I hope someone knows how to fix this problem. I was told to get a LGD as a puppy to raise with the animals it will evetually protect. Ok, I did that. My Pyre puppy is now 4 months old and is getting bullied by the sheep. She lives in the barn with the sheep 24/7, but does NOT have free contact with the sheep. She is in a chain-link dog kennel inside the barn, and the sheep are locked in the barn at night. (because of predators) The puppy is only in actual contact with the sheep when I am there and the pup is on leash. My sheep are somewhat calm. But the adult ewes will walk up from as far away as 15-20 feet. come within 1-2 feet of the pup, stop and look at her and then butt the snot out of her. They do not stop until I intervene. How do I get the sheep to accept the pup as their guardian when she is bigger? I don't want to make the puppy scared of the sheep that she will eventually guard. What can I do?


----------



## Maura (Jun 6, 2004)

Puppy is too close to the sheep if they can butt her. You might want to put her in a pen with some small lambs for a few minutes at a time.


----------



## angelspeeper (Sep 6, 2012)

Maura said:


> Puppy is too close to the sheep if they can butt her. You might want to put her in a pen with some small lambs for a few minutes at a time.



The puppy spends most of her time in a chain-link dog kennel within the barn while the sheep have free access to all the other parts of the barn. The ewes seem fine around her (the pup) as long as she is IN the kennel. The pup is only allowed out when I can supervise her. (meaning I'm right there and pup is on a leash)

I was afraid to put her in with the lambs because she wants to "play" with them. (read it as....she gets too rough) They are her size so she wants to treat them like her littermates.

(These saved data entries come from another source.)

PR #170, opened 2026-09-04
Prevent query graph flickering during relayout and fix minimap

vogelsgesang:
So far, there was some flickering of the edge labels. This was caused because we recreated the node objects we passed into reactflow and reset the `measured` dimensions. Therefore, reactflow re-measured the nodes and while doing so hid the labels.

We now preserve React Flow's measured dimensions across layout updates so existing nodes remain initialized,
This also fixes the minimap.

We use React Flow's dimension changes as the sole measurement source and remove the parallel ResizeObserver.

Drive-by fix: each QueryGraph now owns its rendering store, decoupling expansion, subtree, and measurement state between multiple graph instances on the same page.


query-graphs/src/ui/QueryGraph.tsx
```diff
@@ -31,59 +36,27 @@ const edgeTypes = {
...
-            allChildren,
-        );
-        initGraphStore(expandedSubtrees);
-    }, [treeDescription, initGraphStore, nodeIdMapping]);
-
-    // Create a ResizeObserver to keep track of the sizes of the nodes
-    const resizeObserverRef = useRef<ResizeObserver | undefined>(undefined);
+function QueryGraphInternal({treeDescription, children, nodeIdMapping}: QueryGraphInternalProps) {
+    // Keep React Flow's measurements in the controlled node objects. Dropping them when
+    // recomputing the layout makes React Flow repeatedly hide and re-initialize the nodes.
```
vogelsgesang, line 41:
```suggestion
    // Keep React Flow's measurements in the controlled node objects. Dropping them when
    // recomputing the layout would cause React Flow to re-initialize the nodes, leading to visible
    // flickering of the edge labels.
```

query-graphs/src/ui/QueryGraph.tsx
```diff
@@ -31,59 +36,27 @@ const edgeTypes = {
...
+            });
+            updateNodeDimensions(updates);
+        },
+        [updateNodeDimensions],
+    );
 
-    // Layout the tree, using the actual measured sizes of the DOM nodes
-    const nodeDimensions = useGraphRenderingStore((s) => s.nodeDimensions);
-    const expandedNodes = useGraphRenderingStore((s) => s.expandedNodes);
+    // Layout the tree using the dimensions measured by React Flow itself.
```
vogelsgesang, line 55:
```suggestion
    // Layout the tree using the dimensions measured by React Flow
```

query-graphs/README.md
```diff
@@ -48,10 +48,10 @@ The library intentionally exposes low-level loaders (`json`, `xml`) as generic f
 ## The Renderer
 
 `QueryGraph` (`src/ui/QueryGraph.tsx`) is the top-level component rendering a `TreeDescription`.
-It assigns a stable id to every node, seeds the interaction store from each node's `expandedByDefault` flag, and observes on-screen node sizes with a `ResizeObserver`.
+It assigns a stable id to every node, creates a graph-local rendering store seeded from each node's `expandedByDefault` flag, and retains the node dimensions measured by react-flow.
 
 `tree-layout.ts` positions the tree with [`d3-flextree`](https://github.com/Klortho/d3-flextree) on top of `d3-hierarchy`, then translates the result into react-flow nodes and edges.
-Layout is driven by the **measured** DOM size of each node, so it runs in two passes: the first render uses a placeholder size and, once the `ResizeObserver` reports real dimensions, the tree re-lays-out with the correct sizes.
+Layout is driven by the **measured** DOM size of each node, so it runs in two passes: react-flow measures new nodes after their first render, then the tree re-lays-out with the correct sizes. Those measurements are retained in the controlled node objects so react-flow does not re-initialize them on every layout.
```
vogelsgesang, line 54:
```suggestion
Layout is driven by the **measured** DOM size of each node, so it runs in two passes: react-flow measures new nodes after their first render, then the tree re-lays-out with the correct sizes.
Those measurements are retained in the controlled node objects so react-flow does not re-initialize them on every layout.
```

query-graphs/src/ui/QueryGraph.tsx
vogelsgesang: 🤖 Addressed

query-graphs/src/ui/QueryGraph.tsx
vogelsgesang: 🤖 Addressed

query-graphs/README.md
vogelsgesang: 🤖 Addressed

At first I thought it was the mommas being protective over their lambs. So I walked her out into the pasture where there were only OPEN ewes. The same thing happened. At first the ewes came closer like they were curious. But would stop about 15-20 feet away from me and the pup.(she was still on a leash) Then sure enough one would get brave and march right over to the pup, look at her and then proceed to butt the snot out of her. Now the pup is getting scared of the adults. She sees them coming her way and turns tail to leave before they get there.

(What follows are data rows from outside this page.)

PR #171, opened 2026-09-04
Animate query graph layout transitions

vogelsgesang:
Compute the final layout once and interpolate node size and layout from a shared clock, avoiding intermediate relayout jumps.

Animate subtree additions and removals from or toward their parent while fading nodes, edges, and labels. Delay entry animations until React Flow has measured the new nodes and preserve exit destinations across interrupted transitions.

Also, disable pointer interaction for transient elements, to avoid hover animations being influenced by those transient elements.


query-graphs/src/ui/animation.ts
vogelsgesang: does it make sense to move this into `useAnimatedGraphLayout`?

query-graphs/src/ui/animated-layout.ts
```diff
@@ -0,0 +1,147 @@
...
+    opacity: number;
+    transient: boolean;
+    exitPosition?: Position;
+}
+
+interface AnimatedEdge {
+    edge: GraphEdge;
+    opacity: number;
+    transient: boolean;
+}
```
vogelsgesang: document the meaning of "transient"

query-graphs/src/ui/animated-layout.ts
```diff
@@ -0,0 +1,155 @@
...
+    position: Position;
+    opacity: number;
+    transient: boolean;
+    exitPosition?: Position;
+}
+
+interface AnimatedEdge {
+    edge: GraphEdge;
+    opacity: number;
+    transient: boolean;
```
vogelsgesang: document the meaning of "transient"

query-graphs/src/ui/animated-layout.ts
```diff
@@ -0,0 +1,142 @@
...
+    anchors: TransitionAnchors,
+    progress: number,
+): AnimatedLayout {
+    // Union both layouts: new elements emerge from the anchor, while removed
+    // elements remain mounted until they reach the anchor and become transparent.
+    const fromNodes = new Map(from.nodes.map((entry) => [entry.node.id, entry]));
+    const toNodes = new Map(to.nodes.map((node) => [node.id, node]));
+    const nodes: AnimatedNode[] = [];
+
+    for (const id of new Set([...fromNodes.keys(), ...toNodes.keys()])) {
```
vogelsgesang: are we recreating those Maps / Sets on each frame? Should we instead cache them somwhere?

query-graphs/src/ui/animated-layout.ts
```diff
@@ -0,0 +1,142 @@
...
+        const start = fromNodes.get(id);
+        const target = toNodes.get(id);
+        if (target === undefined && progress === 1) continue;
+        const anchor = anchors.get(id);
+        const fromPosition = start?.position ?? anchorPosition(fromNodes, anchor) ?? {x: 0, y: 0};
+        const exitPosition =
+            target === undefined ? (start?.exitPosition ?? anchorPosition(toNodes, anchor) ?? {x: 0, y: 0}) : undefined;
```
vogelsgesang: why do we have both `anchorPosition` and the `exitPosition` property on nodes? can we standardize on a single mechanism?

query-graphs/src/ui/animated-layout.ts
vogelsgesang: 🤖 Yes. `interpolateLayout` rebuilds the source/target indexes and ID union on every frame, and `refreshLayoutData` similarly rebuilds its latest-data indexes. I recommend preparing an interpolator once per transition so those indexes are cached while only positions and opacity are recomputed per frame. That removes repeated O(n) setup without introducing persistent cache invalidation. Does that direction sound good?

query-graphs/src/ui/animated-layout.ts
vogelsgesang: 🤖 `anchorPosition` resolves a node-relative handle for a transition, while `exitPosition` freezes that resolved destination if the transition is retargeted. With the new retarget-from-current behavior, I think the frozen destination is unnecessary and slightly inconsistent: an exiting node should follow the anchor in the latest target. I recommend removing `exitPosition` and using the anchor mechanism exclusively. Does that match your expectation?

query-graphs/src/ui/animated-layout.ts
vogelsgesang: would it make sense to fold `sameTargetLayout` into it, such that the interpolator's factory function simply returns `undefined` if there is nothing to interpolate?

query-graphs/src/ui/animated-layout.ts
vogelsgesang: do it

query-graphs/src/ui/animated-layout.ts
vogelsgesang: 🤖 I would keep that check separate. The interpolator's source is the current rendered state, which intentionally differs from the target throughout an active animation. Comparing those would restart interpolation on payload-only updates. Passing both the previous target and current rendered state into the factory would merely move `sameLayoutTarget` while making the API less focused. I propose caching indexes in the factory while retaining the target comparison in the controller.

query-graphs/src/ui/animated-layout.ts
vogelsgesang: 🤖 Addressed in `2a04393`. Exiting nodes now resolve their destination through the same anchor mechanism, including after retargeting; the stored `exitPosition` was removed.

query-graphs/src/ui/animated-layout.ts
vogelsgesang: ok, do as discussed; keep `sameLayoutTarget` separate

vogelsgesang: 🤖 Addressed in `7d8a972`. `createLayoutInterpolator` now builds its node/edge maps and ID unions once per transition and reuses them for every frame; `sameLayoutTarget` remains separate in the controller as discussed.

query-graphs/src/ui/animated-layout.ts
```diff
@@ -0,0 +1,142 @@
...
+    x: number;
+    y: number;
+}
+
+export interface LayoutAnchor {
+    nodeId: string;
+    offset: Position;
+}
+
+export type TransitionAnchors = ReadonlyMap<string, LayoutAnchor>;
```
vogelsgesang, line 19: should `TransitionAnchors` be directly embeded into `AnimatedNode`?

query-graphs/src/ui/animated-layout.ts
```diff
@@ -0,0 +1,142 @@
...
+    const nodeIds = new Set([...fromNodes.keys(), ...toNodes.keys()]);
+    const fromEdges = new Map(from.edges.map((entry) => [entry.edge.id, entry]));
+    const toEdges = new Map(to.edges.map((edge) => [edge.id, edge]));
+    const edgeIds = new Set([...fromEdges.keys(), ...toEdges.keys()]);
+
+    return (progress) => {
+        const nodes: AnimatedNode[] = [];
+        for (const id of nodeIds) {
+            const start = fromNodes.get(id);
+            const target = toNodes.get(id);
```
vogelsgesang: can we index the nodes / edges on interpolator creation differently, so we don't need repeated lookups?

query-graphs/src/ui/animated-layout.ts
vogelsgesang: 🤖 I would keep anchors out of `AnimatedNode`: they describe one transition, while `AnimatedNode` persists across transitions, so embedding them would require carrying and clearing stale metadata. Instead, the interpolator factory can resolve each anchor once into a transition-local record containing the start and target positions.

query-graphs/src/ui/animated-layout.ts
vogelsgesang: 🤖 Yes. I recommend building arrays of node and edge transition records in `createLayoutInterpolator`, with positions, opacities, and entering/exiting state resolved up front. Each frame would then iterate those arrays directly, with no map lookups or anchor resolution. This also addresses the anchor-storage question without adding transition state to `AnimatedNode`.

vogelsgesang: 🤖 Addressed in `0f98d1e`. `createLayoutInterpolator` now resolves node and edge transitions, including handle-anchor positions, once when the interpolator is created. Each animation frame iterates those prepared records without repeated map lookups or anchor resolution.

query-graphs/src/ui/animated-layout.ts
vogelsgesang: 🤖 Implemented the transition-local approach in `0f98d1e`: anchors remain separate from persistent `AnimatedNode` state and are resolved once into the interpolator's prepared node-transition records.

query-graphs/src/ui/useAnimatedGraphLayout.ts
```diff
@@ -0,0 +1,464 @@
+import type {Dimensions, InternalNode, NodeChange} from "@xyflow/react";
```
vogelsgesang: add a top-level comment describing the intended usage

query-graphs/src/ui/useAnimatedGraphLayout.ts
```diff
@@ -0,0 +1,464 @@
...
+    nodeElement: HTMLElement;
+}
+
+/**
+ * Animates a synchronously applied change. List persistent nodes whose bodies
+ * may resize; entering and exiting nodes are inferred afterwards.
+ */
+export type AnimateGraphChange = (applyChange: () => void, resizingNodes?: readonly NodeResizeRequest[]) => void;
+
+export const subtreeHandleId = "subtree";
```
vogelsgesang: * document
* move hooks and contexts

query-graphs/src/ui/useAnimatedGraphLayout.ts
```diff
@@ -0,0 +1,455 @@
...
+/** Tests dimensions by value so unchanged measurements retain their map identity. */
+function sameDimensions(left: Dimensions | undefined, right: Dimensions): boolean {
+    return left?.width === right.width && left.height === right.height;
+}
+
+/**
+ * Reconciles dimensions reported by React Flow. Measured dimensions describe
+ * the current rendered frame; target dimensions drive the stable tree layout.
+ * Active body resizes therefore retain their target until the new final size
+ * is measured. Unchanged inputs preserve their map and state identities.
```
vogelsgesang: "Unchanged inputs preserve their map and state identities." - its unclear what "map and state identities" are. Rephrase.

query-graphs/src/ui/useAnimatedGraphLayout.ts
```diff
@@ -0,0 +1,455 @@
...
+
+/**
+ * Animates a graph change applied synchronously by `applyChange`. List
+ * persistent nodes whose bodies may resize; entering and exiting nodes are
+ * inferred from the resulting layout.
+ */
+export type AnimateGraphChange = (applyChange: () => void, resizingNodes?: readonly NodeResizeRequest[]) => void;
+
+/** Identifies the source handle from which changed subtrees emerge or recede. */
+export const subtreeHandleId = "subtree";
```
vogelsgesang: move after `useAnimateGraphChange`

query-graphs/src/ui/useAnimatedGraphLayout.ts
```diff
@@ -0,0 +1,455 @@
...
+    const handle = node?.internals.handleBounds?.source?.find((candidate) => candidate.id === handleId);
+    if (node === undefined || handle === undefined) return undefined;
+
+    const x = node.internals.positionAbsolute.x + handle.x + handle.width / 2;
+    const y = node.internals.positionAbsolute.y + handle.y + handle.height / 2;
+    return {nodeId: node.id, offset: {x: x - node.position.x, y: y - node.position.y}};
+}
+
+/** Indexes every node's parent once, including currently collapsed children. */
+function treeParents(tree: TreeDescription, nodeIds: Map<TreeNode, string>): ReadonlyMap<string, string> {
```
vogelsgesang: should this also be moved to animated-layout.ts? If so, do it

query-graphs/src/ui/useAnimatedGraphLayout.ts
vogelsgesang: 🤖 Addressed

query-graphs/src/ui/useAnimatedGraphLayout.ts
vogelsgesang: 🤖 Addressed

query-graphs/src/ui/useAnimatedGraphLayout.ts
vogelsgesang: 🤖 Addressed

query-graphs/src/ui/useAnimatedGraphLayout.ts
vogelsgesang: 🤖 Moved `treeParents` to `animated-layout.ts`; it is pure ancestry indexing used directly by `transitionAnchors`, while the hook now retains React and DOM coordination.

query-graphs/test/animated-layout.test.ts
```diff
@@ -0,0 +1,278 @@
...
+        ["left-child", {nodeId: "left-parent", offset: {x: 0, y: 30}}],
+        ["right-child", {nodeId: "right-parent", offset: {x: 0, y: 30}}],
+    ]);
+
+    const halfway = createLayoutInterpolator(start, target, anchors)(0.5);
+    assert.deepEqual(halfway.nodes.find((entry) => entry.node.id === "left-child")?.position, {x: 5, y: 65});
+    assert.deepEqual(halfway.nodes.find((entry) => entry.node.id === "right-child")?.position, {x: 105, y: 65});
+});
+
+test("transition anchors resolve deep changed subtrees in one ancestry pass", () => {
```
vogelsgesang: remove; implementation detail; no need to test

query-graphs/test/animated-layout.test.ts
```diff
@@ -0,0 +1,278 @@
...
+    createLayoutInterpolator,
+    refreshLayoutData,
+    sameLayoutTarget,
+    staticLayout,
+    transitionAnchors,
+} from "../src/ui/animated-layout";
+import type {GraphLayout, TransitionAnchors} from "../src/ui/animated-layout";
+import {graphAnimationDuration, graphAnimationProgress} from "../src/ui/animation-timing";
+import type {QueryGraphNode} from "../src/ui/QueryNode";
+import {measurePendingBodyResizes, reconcileDimensions} from "../src/ui/useAnimatedGraphLayout";
```
vogelsgesang: move test cases for those into a separate test file

query-graphs/src/ui/useAnimatedGraphLayout.ts
```diff
@@ -0,0 +1,458 @@
+/**
+ * Coordinates animated query-graph changes with React Flow. `QueryGraph` passes
+ * the returned nodes, edges, and `onNodesChange` callback to React Flow and
+ * exposes `animateGraphChange` to nodes. Callers wrap synchronous graph updates
+ * in that callback and identify persistent nodes whose bodies may resize.
+ *
+ * Pure layout transitions live in `animated-layout.ts`; this module coordinates
+ * React state, React Flow measurements, DOM body measurements, and animation
+ * frames.
```
vogelsgesang:
```suggestion
 * Coordinates animated query-graph changes with React Flow.
 * Pass the returned nodes, edges, and `onNodesChange` callback to React Flow and
 * set up an `AnimateGraphChangeContext.Provider`. Via `useAnimateGraphChange`,
 * you can then request animations.
 *
 * Pure layout transitions live in `animated-layout.ts`; this module coordinates
 * React state, React Flow measurements, DOM body measurements, and animation
 * frames.
```

query-graphs/test/animated-layout.test.ts
vogelsgesang: 🤖 Addressed

query-graphs/test/animated-layout.test.ts
vogelsgesang: 🤖 Addressed

query-graphs/src/ui/useAnimatedGraphLayout.ts
vogelsgesang: 🤖 Addressed

query-graphs/src/ui/useAnimatedGraphLayout.ts
```diff
@@ -0,0 +1,430 @@
...
+    nodeElement: HTMLElement;
+    bodyElement: HTMLElement;
+    bodyStart: Dimensions;
+    bodyTarget?: Dimensions;
+}
+
+/**
+ * Captures a body's current size before a graph change. `nodeElement` is a
+ * descendant of the containing React Flow node, whose body supplies the
+ * independently animated dimensions.
```
vogelsgesang:
```suggestion
 * descendant of the containing React Flow node, whose body supplies the
 * animated dimensions.
```

query-graphs/src/ui/useAnimatedGraphLayout.ts
```diff
@@ -0,0 +1,430 @@
...
+    expandedSubtrees: Record<string, boolean>,
+): GraphLayout & {
+    onNodesChange: (changes: NodeChange<QueryGraphNode>[]) => void;
+    animateGraphChange: AnimateGraphChange;
+} {
+    // React Flow services used to resolve handles and fit the initial graph.
+    const {fitView, getInternalNode} = useReactFlow<QueryGraphNode>();
+
+    // QueryGraph remounts this hook for each tree, so measurements belong only
+    // to the graph instance that collected them.
```
vogelsgesang: remove comment; not relevant without the history of this PR

query-graphs/src/ui/QueryNode.css
```diff
@@ -1,24 +1,41 @@
...
+    &.qg-expanded,
+    &.qg-resizing {
         cursor: pointer;
         background: white;
         border-color: hsl(0,0%, 80%);
         box-shadow: 1px 2px 5px hsl(0,0%,90%);
     }
 }
 
+.qg-graph-node.qg-resizing {
```
vogelsgesang: nest inside existing `.qg-graph-node` section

We NEED some sort of guardian as we have a BIG predator problem. I had a female donkey...TWICE. Both times the donkey would attack the ewes. At first I thought it was just the one donk. Got rid of her and got a different female donk...same thing happened again. So I got rid of that donk too. After much hesitation we got a LGD pup.

Did I get a dud for a LGD? Is there any hope of convincing the sheep to accept the pup and making this work?


----------



## motdaugrnds (Jul 3, 2002)

I'm watching this thread because I've never heard of such an occurrence. 

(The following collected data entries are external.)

PR #173, opened 2026-09-09
W-23900223 : Hyper Query Plan - Replace raw property dumps with tidy node rows.

rbrahmachary:
Hyper Query Plan - Replace raw property dumps with tidy node rows.
  Node bodies previously dumped debug-name, statistics, and sqlpos verbatim via forceToString, producing noisy JSON blobs. Surface the useful figures as clean, curated rows instead.

  - Replace the raw dump with curated rows: table-or-alias (from debug-name.value), estimated-rows, output-rows, processed-rows, rows-matching, memory-bytes, cpu-cycles, execution-time
  - New : Add a grouped table-metadata block (identifier / partitioned-by /sort-order) for lakehouse scans, rendered as a header plus sub-items
  - Show memory-bytes in binary units via a new formatBytes helper (KiB/MiB/GiB), clearer than the decimal formatMetric
  - Display row order: identity/volume first, operator identifiers last
  - Echo the runtime hotspot flag onto the cpu-cycles row, reusing the node heat color so the tint intensity matches the label
  - Add getStatistic / getEstimatedRows / getActualRows helpers that read statistics and fall back to legacy analyze / cardinality
  - Add a firstNumber helper that skips non-numeric values instead of masking a real number further down the fallback chain
  - Reuse those helpers for the edge label, hotspot heatmap, and errored-icon detection, keeping tooltip figures and visual cues consistent (including on legacy-format plans)
  - Extract the hotspot and cardinality-mismatch magic numbers into constants
  - Add groupedProperties / highlightedProperties to TreeNode and the grouped-header / highlighted-row rendering in QueryNode

Query Graph node rows:-
Screenshot 2026-09-09 at 4 47 13 PM
Screenshot 2026-09-09 at 4 47 16 PM
Screenshot 2026-09-09 at 4 47 33 PM

### DIFF
--- a/query-graphs/src/loaders/hyper.ts
+++ b/query-graphs/src/loaders/hyper.ts
@@ -23,7 +23,7 @@ We transform a Hyper JSON tree into a query-graphs tree using the following heur
 import type {TreeNode, TreeDescription, Crosslink, IconName} from "../tree-description";
 import {allChildren} from "../tree-description";
 import type {Json, JsonObject} from "./loader-utils";
-import {forceToString, tryToString, formatMetric, hasOwnProperty, tryGetPropertyPath} from "./loader-utils";
+import {forceToString, tryToString, formatMetric, formatBytes, hasOwnProperty, tryGetPropertyPath} from "./loader-utils";
 
 // A categorical color palette for execution pipelines (the Tableau 20 colors).
 // The ten saturated base hues come first, then their lighter companions, so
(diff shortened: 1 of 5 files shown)


query-graphs/src/tree-description.ts
```diff
@@ -28,6 +28,11 @@ export type TreeNode = {
     iconColor?: string;
     // Rendered in the tooltip
     properties?: Map<string, string>;
+    // Property keys whose value is newline-separated `label: value` sub-lines (e.g. `table-metadata`); the UI
+    // renders them as a header row plus one sub-item per line.
+    groupedProperties?: Set<string>;
+    // Property keys whose row is highlighted (e.g. `cpu-cycles` on a hotspot), echoing the node-label flag.
+    highlightedProperties?: Set<string>;
```
vogelsgesang, line 35: why choose 3 different properties instead of a new PropertyEntry?

```suggestion
export type PropertyEntry = {
   value: string;
   highlighted: bool;
   grouped: bool;
};

    // Rendered in the tooltip
    properties?: Map<string, PropertyEntry>;
```

query-graphs/src/tree-description.ts
```diff
@@ -28,6 +28,11 @@ export type TreeNode = {
     iconColor?: string;
     // Rendered in the tooltip
     properties?: Map<string, string>;
+    // Property keys whose value is newline-separated `label: value` sub-lines (e.g. `table-metadata`); the UI
+    // renders them as a header row plus one sub-item per line.
+    groupedProperties?: Set<string>;
```
vogelsgesang, line 33: why encode "label: value" into a single string? Why not rely on type safety?

```
export type PropertyEntry = {
   value: string | Map<string, PropertyEntry>;
   highlighted: bool;
};
```

As soon as we have this representation, we can actually render arbitrary nested JSON structures as nested properties. We might even consider making them "expandable" / "collapsible" in the UI.

Can we now simply map the complete "statistics" JSON entry into a nested `PropertyEntry`? Can we replace all `forceToString` calls with a `jsonTreeAsNestedPropertyTree` converter

Maybe also add a `defaultVisible`, so we get the relevant ones by default, but you can still access everything if you want

query-graphs/src/loaders/hyper.ts
```diff
@@ -59,6 +59,66 @@ function pipelineColor(index: number): string {
...
+}
+
+// Measured output rows; old ANALYZE'd plans expose it as `analyze.tuple-count`.
+function getActualRows(rawNode: Json): number | undefined {
+    return firstNumber(getStatistic(rawNode, "output-rows"), tryGetPropertyPath(rawNode, ["analyze", "tuple-count"]));
+}
+
+// Reorder the property map to `front` keys first, then any keys not named in `front`/`tail` (in their existing
+// order), then `tail` keys last (in the given order). Missing keys are skipped.
+function reorderProperties(properties: Map<string, string>, front: string[], tail: string[] = []): void {
```
vogelsgesang, line 104: general utility; move out of hyper.ts into loader_utils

My first thoughts are the puppy needs to gain some confidence and "enjoy" life; and to me, that is more important that that young age.

I remember when I first got my Karakachan. She was only "2 months" old. Yet, she was so playful and agile that, should any of my goats even start to butt her, she would move away. I'm wondering why your pup is letting them beat on her!


----------



## ONG2 (Sep 22, 2010)

I would try taking the pup off the leash. Many LGD will lie down and be submissive to an approaching sheep. Be sure to monitor the situation and see what happens.


----------